Ülkemizde de bazı kısıtlamalar kalkmıştı. Salgının biteceğine dair somut işaretler gördüğümüzde şartları normalleştirecek adımları attık. Karantina, izolasyon süreleri, tarama testleri, temaslılık süreleri konularında değişikliğe gittik. Gelinen noktada hepimizin bilmesi gereken Covid-19’la mücadelenin bundan böyle bilhassa aşıyla verileceğidir. Salgın hastalıkta kullanılmak üzere geliştirilmiş bir ilaç da var. 65 yaş üzeri ve bağışıklığı baskılanmış kişilere dağıtılmasına başladık. Şimdi sıra salgını toplumsal hayatımızın hakim unsuru olmaktan sağduyulu bir şekilde çıkarmakta, bir bakıma salgın esaretinden gerçek hayata geçmekte. Bilim insanlarımızdan henüz erken diyen, bekleme taraftarı olanlar da var. Birçok bilim adamı ise bizlerin sosyal gerçekleri dünyadaki benzer gelişmeleri dikkate alarak salgın baskısından kurtulmuş hayata dönüş için aldığımız inisiyatifi destekliyor.

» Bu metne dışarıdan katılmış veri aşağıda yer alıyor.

PR #5377, opened 2022-12-02
Endpoint to retrieve default cluster specifications

### LINKED ISSUE #5375: Introduce an API endpoint to retrieve default cluster specifications
Please check Epic and PR descriptions.

ahmedwaleedmalik:

Endpoint `/providers/{provider_name}/dc/{dc}/defaultcluster` was introduced to retrieve the default cluster spec for the given provider and data center. This will help us lead to our goal of removing/reducing obscurity regarding the cluster object that is created/updated from the dashboard. This endpoint will be consumed at the frontend and will be treated as source of truth for defaulting in the cluster creation wizard, instead of hardcodings at the frontend side.

Fixes #5375

**What type of PR is this?**

/kind feature

```release-note
Endpoint `/providers/{provider_name}/dc/{dc}/cluster` was introduced to retrieve the default cluster spec for the given provider and datacenter
```

**Documentation**:

```documentation
NONE
```


modules/api/pkg/handler/v2/cluster_default/cluster_default.go
```diff
@@ -0,0 +1,284 @@
...
+func (req getDefaultClusterReq) GetSeedCluster() apiv1.SeedCluster {
+	return apiv1.SeedCluster{
+		SeedName: req.seedName,
+	}
+}
+
+// Validate validates getDefaultClusterReq request.
+func (r getDefaultClusterReq) Validate() error {
+	if r.ProviderName == "" {
+		return fmt.Errorf("the provider name cannot be empty")
```
pkprzekwas, line 67: I'm not sure if returning an error here results in a proper http code. As those parameters are parts of path, it probably  doesn't matter, but I think explicitly returning bad request in validation is a good pattern.
```suggestion
		return utilerrors.NewBadRequest("the provider name cannot be empty")
```

modules/api/pkg/handler/v2/cluster_default/cluster_default.go
```diff
@@ -0,0 +1,284 @@
...
+	}
+	if !kubermaticv1.IsProviderSupported(r.ProviderName) {
+		return fmt.Errorf("unsupported provider: %q", r.ProviderName)
```
pkprzekwas, line 70: Same as above. I would also consider adding a unit test to check if it indeed returns a proper status code for unsupported provider.

modules/api/pkg/handler/v2/cluster_default/cluster_default.go
```diff
@@ -0,0 +1,284 @@
...
+	}
+	if r.DC == "" {
+		return fmt.Errorf("the datacenter cannot be empty")
```
pkprzekwas, line 73: Same as above.

modules/api/pkg/handler/v2/cluster_default/cluster_default.go
ahmedwaleedmalik: It will be transformed to `400` behind the curtains. That's how validation for requests works ;)

modules/api/pkg/handler/v2/cluster_default/cluster_default.go
```diff
@@ -0,0 +1,284 @@
...
+
+func DecodeGetDefaultClusterReq(ctx context.Context, r *http.Request) (interface{}, error) {
+	req := getDefaultClusterReq{
+		ProviderName: mux.Vars(r)["provider_name"],
+		DC:           mux.Vars(r)["dc"],
+	}
+
+	seedName, err := clusterv2.FindSeedNameForDatacenter(ctx, req.DC)
+	if err != nil {
+		return nil, err
```
pkprzekwas, line 86: I suggest wrapping it in some HTTP error. Not sure if this should be 400 or 404. Also it would be nice to cover scenario with non existing seed in units.

ahmedwaleedmalik: Does it really matter? I don't find it to be necessary since this is something that `go-kit` will handle.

Bakanlık olarak aldığımız kararları açıklıyorum: Artık açık havada maske kullanmak zorunda değiliz. Kapalı ortamlarda havalandırma yeterliyse mesafe kuralına uyum gösteriliyorsa maske şart değil. Yeni dönemde HES kodu uygulaması kaldırıldı. Hiçbir kurum ya da kuruluşa girişte HES kodu kontrolü yapılmayacak. Hastalık şüphesi olmayan kişilerde test istenmeyecek. Okullarda 2 vaka çıkması halinde sınıfın kapatılması şeklindeki uygulamaya gerek görülmemektedir. Pozitif çıkan öğrenci izole edilecek ve eğitim devam edecek. Birbirimizin yüzünü, gülüşünü özledik. Az değil 2 yıl. Normale dönüşün son aşamasına gelmiş bulunuyoruz. Yaşam tek duygu ve tek konu ile sürdürülemez. Alınan kararlar salgının düşüşe geçtiği realitesine dayanmakta, hayatımızın ihtiyaç duyduğu psikolojik rehabilitasyonu amaçlamaktadır.

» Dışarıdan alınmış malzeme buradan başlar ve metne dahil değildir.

PR #5378, opened 2022-12-02
Revert "Fix nil pointer for version"

imharshita:
Reverts kubermatic/dashboard#5373
will revert this pr  https://github.com/kubermatic/dashboard/pull/5367 which caused the issue, so no need for this fix. 
this pr https://github.com/kubermatic/dashboard/pull/5367  needs to be reverted as it doesn't fix the issue of the namespace access in the manager client by using an impersonation client, so the changes seem to be unnecessary.


ahmedwaleedmalik:
/hold

Please add a proper description, of why was the original change made, and why are we reverting it now. Also, add a unit test if possible for this.

PR #5381, opened 2022-12-02
Fix Add Machine Deployment creation

### LINKED ISSUE #5366: Add a MachineDeployment is broken
### What happened
Adding a MachineDeployment is broken for AWS and KubeVirt, probably other providers too (on `dev`)
(maybe linked to https://github.com/kubermatic/dashboard/pull/5258).

### How to reproduce
1- Create an AWS cluster/KubeVirt cluster
2- Add a MachineDeployment

**AWS**
```
method: POST
:scheme: https
:authority: dev.kubermatic.io
:path: /api/v2/projects/f8vwtl5w7s/clusters/q8gxpcn7kx/machinedeployments
```

gives the following error:

```
URL: https://dev.kubermatic.io/api/v2/projects/f8vwtl5w7s/clusters/q8gxpcn7kx/machinedeployments
Status: 500
```
```
{
    "error": {
        "code": 500,
        "message": "failed to create machine deployment from template: unknown operating system"
    }
}
```

**KubeVirt**
Error
```
{
    "error": {
        "code": 500,
        "message": "failed to create machine deployment from template: no machine os was provided"
    }
}
```
 
Both errors related to OS provided.
Probably the same with all providers.

KhizerRehan:

This PR fixes the creation of Machine Deployment creation. In Case of "Add Machine Deployment" default OS is not selected but now based on provider it will select default OS.

[Source of truth for OS Support matrix](https://github.com/kubermatic/machine-controller/blob/main/docs/operating-system.md)

**Anexia:**
anexia

Other Providers "Defaults' Ubuntu:
Add-MD-creation

Fixes #5366 

**What type of PR is this?**

/kind bug
/kind chore

```release-note
NONE
```

**Documentation**:

```documentation
NONE
```

### DIFF
--- a/modules/web/src/app/node-data/component.ts
+++ b/modules/web/src/app/node-data/component.ts
@@ -155,10 +155,12 @@ export class NodeDataComponent extends BaseFormValidator implements OnInit, OnDe
     if (this.isDialogView()) {
       this.form.addControl(Controls.Kubelet, this._builder.control(''));
       this.dialogEditMode = !!this._nodeDataService.nodeData.name;
-    }
 
-    if (this.dialogEditMode) {
-      this.form.get(Controls.Name).disable();
+      if (this.dialogEditMode) {
+        this.form.get(Controls.Name).disable();
+      } else {
+        this._nodeDataService.operatingSystemSpec = this._getOperatingSystemSpec();
+      }
     }
 
     this._init();
@@ -418,17 +420,16 @@ export class NodeDataComponent extends BaseFormValidator implements OnInit, OnDe
     }
   }
 
-  // Ubuntu otherwise
-  private _getDefaultSystemTemplate(provider: NodeProvider): OperatingSystem {
+  private _getDefaultSystemTemplate(provider: NodeProvider): OperatingSystem | null {
     switch (provider) {
       case NodeProvider.VSPHERE: {
         return this._datacenterSpec.spec.vsphere.templates
           ? (Object.keys(this._datacenterSpec.spec.vsphere.templates)[0] as OperatingSystem)
-          : OperatingSystem.Ubuntu;
+          : null;
       }
     }
 
-    return OperatingSystem.Ubuntu;
+    return null;
   }
 
   private _getDefaultOS(): OperatingSystem {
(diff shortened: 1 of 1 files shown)


modules/web/src/app/core/services/node-data/service.ts
```diff
@@ -140,6 +141,18 @@ export class NodeDataService {
     } as NodeData;
   }
 
+  getDefaultOS(): OperatingSystem {
+    if (this.isProvider(NodeProvider.ANEXIA)) {
+      return OperatingSystem.Flatcar;
+    }
+    return OperatingSystem.Ubuntu;
```
ahmedwaleedmalik, line 148: What if the provider doesn't support Ubuntu? Instead of assuming and hardcoding I'd recommend that we should use `isOperatingSystemSupported` to check if it supports ubuntu and only in that case we should return `Ubuntu`. Something that we were already doing in the original method 

https://github.com/kubermatic/dashboard/blob/main/modules/web/src/app/node-data/component.ts#L434

modules/web/src/app/core/services/node-data/service.ts
```diff
@@ -140,6 +141,18 @@ export class NodeDataService {
...
+  }
+
+  isProvider(...providers: NodeProvider[]): boolean {
+    const provider = this._clusterSpecService.provider;
```
ahmedwaleedmalik, line 152: Wouldn't this value be the same as ` this.provider`? Why did we change this?

modules/web/src/app/node-data/component.ts
```diff
@@ -139,7 +139,7 @@ export class NodeDataComponent extends BaseFormValidator implements OnInit, OnDe
       ]),
       [Controls.Count]: this._builder.control(this._nodeDataService.nodeData.count),
       [Controls.DynamicConfig]: this._builder.control(this._nodeDataService.nodeData.dynamicConfig),
-      [Controls.OperatingSystem]: this._builder.control(this._getDefaultOS(), [Validators.required]),
+      [Controls.OperatingSystem]: this._builder.control({}, [Validators.required]),
```
ahmedwaleedmalik, line 142: Can we not use an `{}`; declare an object and instead start with a falsy value like null?

ahmedwaleedmalik (changes requested):

ahmedwaleedmalik:
@KhizerRehan is this PR really about `cleanup`? You have mentioned `/kind cleanup` in the description.

KhizerRehan (commented):
Feedback Replies

Waseem826:
I've taken over this PR on behalf of @KhizerRehan and pushed new changes. PTAL

ahmedwaleedmalik (approved):
/approve

Thank you for taking care of this guys 👍

PR #5426, opened 2022-12-13
Integrate API fetch defaults for Clusters

### LINKED ISSUE #5376: Dashboard should rely on API to fetch defaults for Clusters
## What we need

With https://github.com/kubermatic/dashboard/issues/5375 we introduced an API endpoint to fetch a `default cluster` against a provider and data center. We would like to use the data retrieved from that endpoint for defaulting for a cluster instead of relying on multiple sources like hard-coded values in forms, cluster networking endpoints, etc.

## Why it's required

This is essential since right now it's not guaranteed that the cluster is created exactly with the same configuration as set from the dashboard. Since the dashboard does some defaulting, then API, and then our mutating webhooks. 

To avoid such a drift, we can now fetch a default cluster using the new API endpoint, which will already have the defaulting from API and mutating webhooks in place.

Endpoint: `/providers/{provider_name}/dc/{dc}/defaultcluster`

**NOTE:** Please evaluate and remove the usage of `/providers/{provider_name}/dc/{dc}/networkdefaults` from the dashboard. That defaulting is now part of the new endpoint. 

## Side note
@csengerszabo I have set the priority of this ticket to `high` since having this feature available on our dev environment as early as possible would really help with testing this feature thoroughly. I hope that's okay with you. If not, feel free to update it ;)

KhizerRehan:
This PR fetches cluster default values against provider/datacenter to set default value for cluster and can be considered single source of truth. Along with this it removes "networkdefaults" which was used to cater network configuration values based on IP Family selected but now it will be set from same "defaultcluster" endpoint.

https://user-images.githubusercontent.com/17727069/207588186-10258d52-76b4-4791-ba04-99a1e53cbf08.mp4

Fixes #5376 

**What type of PR is this?**
/kind feature
/kind chore

- Tested with local json to see if defaulting was applied on labels, admission plugins

https://user-images.githubusercontent.com/17727069/208856060-59a319be-c011-4539-9dd3-2ab82e034c33.mp4

```release-note
NONE
```

**Documentation**:

```documentation
NONE
```


modules/web/src/app/wizard/step/cluster/component.ts
```diff
@@ -172,76 +174,14 @@ export class ClusterStepComponent extends StepBase implements OnInit, ControlVal
 
   // eslint-disable-next-line complexity
```
Waseem826, line 175: We can remove this comment now because code has been moved inside `_initForm` method and we have a comment there.

modules/web/src/app/wizard/step/cluster/component.ts
```diff
@@ -291,6 +224,21 @@ export class ClusterStepComponent extends StepBase implements OnInit, ControlVal
       .pipe(takeUntil(this._unsubscribe))
       .subscribe(this._setDefaultVersion.bind(this));
 
+    // Cluster defaults in wizard
```
Waseem826, line 227: I think this comment is not required and code is self explanatory.

modules/web/src/app/wizard/step/cluster/component.ts
```diff
@@ -499,6 +448,167 @@ export class ClusterStepComponent extends StepBase implements OnInit, ControlVal
...
+              this._defaultAllowedIPRangeIPv6,
+          });
+        } else {
+          this.form.patchValue({
+            [Controls.IPv4AllowedIPRange]: null,
+            [Controls.IPv6AllowedIPRange]: null,
+          });
+        }
+
+        // Based {emitEvent: false} the valueChanges will not be triggered.
```
Waseem826, line 594: I think this comment doesn't add any value (at least I couldn't understand the context)

modules/web/src/app/wizard/step/cluster/component.ts
```diff
@@ -499,6 +448,167 @@ export class ClusterStepComponent extends StepBase implements OnInit, ControlVal
...
+      [Controls.IPv6AllowedIPRange]: this._builder.control(
+        this.isAllowedIPRangeSupported()
+          ? NetworkRanges.ipv6CIDR(this._getExtraCloudSpecOptions().nodePortsAllowedIPRanges)
+          : '',
+        [IPV6_CIDR_PATTERN_VALIDATOR, this._dualStackRequiredIfValidator(Controls.IPv4AllowedIPRange)]
+      ),
+    });
+  }
+
+  private _loadClusterDefaults(): void {
```
Waseem826, line 523: We're not updating `labels` and `podNodeSelectorAdmissionPluginConfig` in this method, is it intentional?

Waseem826 (commented):
Some feedback. PTAL

modules/web/src/app/wizard/step/cluster/template.html
```diff
@@ -14,6 +14,13 @@
...
 -->
 
+<ng-container *ngIf="loadingClusterDefaults">
+  <mat-spinner [diameter]="25"
+               class="km-spinner"
+               color="accent"></mat-spinner>
+</ng-container>
+
+
 <form [formGroup]="form">
```
Waseem826, line 24: Should we hide the form when cluster defaults are loading?

KhizerRehan: https://user-images.githubusercontent.com/17727069/208647430-f0c79291-1904-4949-94b8-402f9c73ffaa.mp4

Note for reviewer: (Technical note)
- Instead of wrapping form on ngTemplate i have just negated condtion to have smaller changset

Waseem826 (approved):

Bakanlık adına en iyisini yapmayı, en doğru kararı vermeyi amaçladığımızdan kimsenin kuşkusu olmayacaktır. Bir kişi salgın bitmedi ya da salgın bitti dediğinde somut gerçek değişmiyor. Salgın etkisini yitirdi, gözle görülür gerçek budur. Salgın kelimesine eskisi kadar vurgu yapmaya gerek yoktur. Salgını günlük hayatın ana kriteri olmaktan çıkarmalıyız. Salgınla toplum olarak kısıtlamalar aracılığı ile mücadele etme döneminden hastalıktan bireysel olarak korunma aşamasına geçmeliyiz. Kişisel korunma da istersek süregelen alışkanlıklarımızı sürdürebiliriz. Maskeleri hayatımızdan çıkarmıyoruz, maskeyi gerektiğinde hemen takmak üzere yanımızda taşıyoruz. Özellikle büyüklerimiz, kronik hastalığı olanlarla bir arada iken maske günlük hayatımızın vazgeçilmezi olmalıdır.”